Compare ORM/ODM code to the direct use of a database client. Consider the following questions:

  1. Do you prefer the code that uses the database client directly or the code that uses an ORM/ODM? Why?

  2. Do you prefer Sequelize or Mongoose? Why?

  3. In what situations would ORM/ODM be preferred to using the database client directly?

  4. In what situations would the direct database client be preferred to an ORM/ODM?

Challenges of ORM/ODM

Using an ORM/ODM is almost as easy as having objects in memory. ORM/ODM hides most of the complexity of creating and saving those objects to a database.

If the ORM/ODM code is simple, developers can image there is no underlying database. The ORM/ODM hides all the details of persistence.

However, there are fundamental differences between objects in memory and records in a database:

Object in memory

Records in database

Lost during server restarts

Saved to disk and accessible after rebooting

Identified by reference (i.e., by memory location)

Identified by a primary key or ‘id’

Referenced directly by memory location

Referenced indirectly by foreign key

Stored in one place in memory on one computer

Can be loaded into memory multiple times and on multiple computers simultaneously

Accessed and updated directly by updating memory

Accessed and updated indirectly via a database client

Changes are instantaneous

Changes can be delayed, reversed or subject to advanced data management features such as transactions and versioning

These differences result in an ‘impedance mismatch’. The ORM/ODM layer imperfectly hides many of the details of persisting data to a database. In most code, the imperfect layering does not matter, but subtle problems arise when you build more complex systems:

  1. It can be challenging to create complex queries

  2. Performance can be poor

  3. It can be difficult to understand error messages generated by the ODM/ORM

  4. It may make easy problems easier but complex problems more complex

ORM/ODM is not necessarily a poor choice. ORM/ODM offers real advantages, not only in hiding the persistence layer but also in providing a consistent approach to common problems:

  • Data synchronization

  • Version-tracking

  • Supporting different underlying databases

Ultimately, the choice to use an ORM/ODM is a design trade-off.
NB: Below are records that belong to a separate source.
PR #677, opened 2021-11-26
source/iommu: deprecate and disable by default 

marquiz:
Deprecate the iommu source and disable it by default.

First step of #676

PR #705, opened 2021-12-21
source/pci: add iommu_group/type attribute

marquiz:
Add `iommu_group/type` to the list of PCI device attributes that are
discovered. The value is the raw value from sysfs (i.e DMA, DMA-FQ or
identity).

No built-in (automatic) labels are generated based on this, but, the
attribute is available for custom label rules to use. Examples of custom
rules:

```
  - name: "iommu enabled rule"
    labels:
      iommu.enabled: "true"
    matchFeatures:
      - feature: pci.device
        matchExpressions:
          "iommu_group/type": {op: NotIn, value: ["unknown"]}
```

```
  - name: "iommu passthrough rule"
    labels:
      iommu.passthrough: "true"
    matchFeatures:
      - feature: pci.device
        matchExpressions:
          "iommu_group/type": {op: In, value: ["identity"]}
```

### DIFF
--- a/docs/advanced/customization-guide.md
+++ b/docs/advanced/customization-guide.md
@@ -515,7 +515,7 @@ The following features are available for matching:
 | **`network.device`** | instance |          |            | Physical (non-virtual) network interfaces present in the system
 |                  |              | **`<sysfs-attribute>`** | string | Sysfs network interface attribute, available attributes: `name`, `operstate`, `speed`, `sriov_numvfs`, `sriov_totalvfs`
 | **`pci.device`** | instance     |          |            | PCI devices present in the system
-|                  |              | **`<sysfs-attribute>`** | string | Value of the sysfs device attribute, available attributes: `class`, `vendor`, `device`, `subsystem_vendor`, `subsystem_device`, `sriov_totalvfs`
+|                  |              | **`<sysfs-attribute>`** | string | Value of the sysfs device attribute, available attributes: `class`, `vendor`, `device`, `subsystem_vendor`, `subsystem_device`, `sriov_totalvfs`, `iommu_group/type`
 | **`storage.device`** | instance |          |            | Block storage devices present in the system
 |                  |              | **`<sysfs-attribute>`** | string | Sysfs network interface attribute, available attributes: `name`, `dax`, `rotational`, `nr_zones`, `zoned`
 | **`system.osrelease`** | attribute |          |            | System identification data from `/etc/os-release`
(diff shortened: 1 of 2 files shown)


marquiz:
Depends on #677 
/hold

marquiz:
/assign zvonkok
ping @mythi

mythi:
```
"iommu_group/type": {op: Exists}
```
I have a VM without an IOMMU and it gives `iommu_group/type` as well. 

```
matchFeatures:
      - feature: pci.device
```
does it mean there's also `net.device` with the same function after this PR?

Might be useful to have more capabilities supported too, e.g., amd vs intel IOMMU and IOMMU version

marquiz:
> I have a VM without an IOMMU and it gives `iommu_group/type` as well.

Hmm, interesting 🧐 Want to take a closer look at that, what is the value of the type then?
 
> does it mean there's also `net.device` with the same function after this PR?

Yup, those will have the same property.

> Might be useful to have more capabilities supported too, e.g., amd vs intel IOMMU and IOMMU version

We could add e.g. `iommu/intel-iommu/version` to address that. Do we have a use case for that, WDYT? I have no experience (or hw) on amd.

marquiz:
Maybe it the instructions to see if iommu is enabled should then be

```
  - name: "iommu enabled rule"
    labels:
      iommu.enabled: "true"
    matchFeatures:
      - feature: pci.device
        matchExpressions:
          "iommu_group/type": {op: NotIn, value: ["unknown"]}
```

marquiz:
Rebased. Changed the instructions in the first commit message

marquiz:
@mythi any comments to the above?

ping @zvonkok, any feedback?

This is virtually the last open bit for v0.10.0 😊

marquiz:
Rebased, updated docs

mythi:
`source/pci` is OK but I feel `source/network` is unnecessary. with `source/network` today it's not possible to say to which device the attribute is linked. therefore, for better usability checking "PCI is a NIC and PCI has IOMMU"  sounds more reasonable?

marquiz:
> I feel `source/network` is unnecessary. with `source/network` today it's not possible to say to which device the attribute is linked. therefore, for better usability checking "PCI is a NIC and PCI has IOMMU" sounds more reasonable?

This is a fair question to which I don't have an answer 🧐 I guess why I added this to network, too, was just following sr-iov. The sriov attributes are available for both pci and network devices. `network` can be easily dropped from this pr. Any thoughts @zvonkok ?

marquiz:
Dropped the patch for source/network. Now only concerns source/pci.

/retitle source/pci: add iommu_group/type attribute

marquiz:
Network part now submitted separately in #717

mythi:
/lgtm

thanks!

ArangoGutierrez:
> /lgtm
> 
> thanks!

/lgtm

PR #707, opened 2021-12-22
Dockerfile: build grpc_health-probe from source

ArangoGutierrez:
Current grpc-health-probe functionality is pulling a binary, hard coded
to amd64, both unsecure and only works for 1 arch, preparing to build
NFD for multiple Arch's require we build the health probe from source,
that way we get rid of the unsecure binary pull, and guarantee a proper
arch build for the grpc-health-probe


ArangoGutierrez:
cc @fcami

marquiz (approved):
I like this, thanks @ArangoGutierrez 
/lgtm

PR #708, opened 2021-12-22
fix probe check

bart0sh:
Due to recently changed way of building health probe binary its
name changed from grpc_health_probe to grpc-health-probe.
It broke readiness check causing non-functional deployments.

Changing binary name should fix this issue.

### DIFF
--- a/Dockerfile
+++ b/Dockerfile
@@ -4,7 +4,7 @@ ARG BASE_IMAGE_MINIMAL
 # Build node feature discovery
 FROM golang:1.17.2-buster as builder
 
-# Download the grpc_health_probe bin
+# Download the grpc-health-probe bin
 RUN GRPC_HEALTH_PROBE_VERSION=v0.4.6 && \
 	go install github.com/grpc-ecosystem/grpc-health-probe@${GRPC_HEALTH_PROBE_VERSION}
 
--- a/deployment/base/master-worker-combined/master-worker-daemonset.yaml
+++ b/deployment/base/master-worker-combined/master-worker-daemonset.yaml
@@ -21,12 +21,12 @@ spec:
         imagePullPolicy: Always
         livenessProbe:
           exec:
-            command: ["/usr/bin/grpc_health_probe", "-addr=:8080"]
+            command: ["/usr/bin/grpc-health-probe", "-addr=:8080"]
           initialDelaySeconds: 10
           periodSeconds: 10
         readinessProbe:
           exec:
-            command: ["/usr/bin/grpc_health_probe", "-addr=:8080"]
+            command: ["/usr/bin/grpc-health-probe", "-addr=:8080"]
           initialDelaySeconds: 5
           periodSeconds: 10
           failureThreshold: 10
--- a/deployment/base/master/master-deployment.yaml
+++ b/deployment/base/master/master-deployment.yaml
@@ -22,12 +22,12 @@ spec:
           imagePullPolicy: Always
           livenessProbe:
             exec:
-              command: ["/usr/bin/grpc_health_probe", "-addr=:8080"]
+              command: ["/usr/bin/grpc-health-probe", "-addr=:8080"]
             initialDelaySeconds: 10
             periodSeconds: 10
           readinessProbe:
             exec:
-              command: ["/usr/bin/grpc_health_probe", "-addr=:8080"]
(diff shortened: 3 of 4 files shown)


bart0sh:
@marquiz @mythi PTAL

ArangoGutierrez (approved):
/lgtm

Dockerfile
```diff
@@ -47,4 +47,4 @@ USER 65534:65534
 ENV GRPC_GO_LOG_SEVERITY_LEVEL="INFO"
 
 COPY --from=builder /go/node-feature-discovery/deployment/components/worker-config/nfd-worker.conf.example /etc/kubernetes/node-feature-discovery/nfd-worker.conf
-COPY --from=builder /go/bin/* /usr/bin/
+COPY --from=builder /go/bin/grpc-health-probe /usr/bin/
```
marquiz, line 50: Hmm, we should copy the nfd binaries too, right?

```suggestion
COPY --from=builder /go/bin/* /usr/bin/
```

bart0sh: @marquiz thank you for the review. That's interesting as I've tested this change before submitting PR. /usr/bin/nfd-master and /usr/bin/nfd-worker binaries present in the image. Do they come there from the base image?

bart0sh: Here is what I can see in the running nfd-master container:
```
nobody@nfd-master-79bf6776fd-cn586:/$ ls -la /usr/bin/grpc*
-rwxr-xr-x 1 root root 13659507 Dec 22 14:33 /usr/bin/grpc-health-probe

nobody@nfd-master-79bf6776fd-cn586:/$ ls -la /usr/bin/nfd-*
-rwxr-xr-x 1 root root 34410496 Dec 22 14:37 /usr/bin/nfd-master
-rwxr-xr-x 1 root root 35565568 Dec 22 14:37 /usr/bin/nfd-topology-updater
-rwxr-xr-x 1 root root 18563072 Dec 22 14:37 /usr/bin/nfd-worker
```

Dockerfile
```diff
@@ -4,7 +4,7 @@ ARG BASE_IMAGE_MINIMAL
 # Build node feature discovery
 FROM golang:1.17.2-buster as builder
 
-# Download the grpc_health_probe bin
+# Download the grpc-health-probe bin
```
mythi, line 7: since we are changing this file, maybe update that it's no longer "Download" but "Build and install"

mythi: it was Download until #707

bart0sh:
@marquiz [This documentation](https://github.com/grpc-ecosystem/grpc-health-probe) suggests that the binary name is grpc_health_probe. Should we follow their suggestion and don't change binary name? We can either rename it or just revert [recent change](https://github.com/kubernetes-sigs/node-feature-discovery/commit/bc88c91109c29328169ba353de0db17b5e3eb4e4) ?

marquiz:
> @marquiz [This documentation](https://github.com/grpc-ecosystem/grpc-health-probe) suggests that the binary name is grpc_health_probe. Should we follow their suggestion and don't change binary name? We can either rename it or just revert [recent change](https://github.com/kubernetes-sigs/node-feature-discovery/commit/bc88c91109c29328169ba353de0db17b5e3eb4e4). wdyt?

TBH, I'm pretty indifferent about the exact name of the binary. If you want you can rename, e.g. add `&& mv /go/bin/grpc-health-probe /go/bin/grpc_health_probe` to the dockerfile. We definitely don't want to revert that commit but want to do `go install` in order to support multiarch builds.

/ok-to-test

bart0sh:
@marquiz I'd prefer to keep the name: https://github.com/kubernetes-sigs/node-feature-discovery/pull/709

Dockerfile
bart0sh: @mythi thanks. I did it in the new PR: https://github.com/kubernetes-sigs/node-feature-discovery/pull/709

You should consider the decision in light of your design goals and the objective of creating a simple, clear, well-layered system.

Reflection: Object-orientation versus databases

Object-oriented programmers may be familiar with terms such as the following:

  1. Identity

  2. References to other objects

  3. Methods and message-passing

  4. Classes

  5. string, number, Array

  6. Inheritance

What are the equivalents of these concepts in database management systems?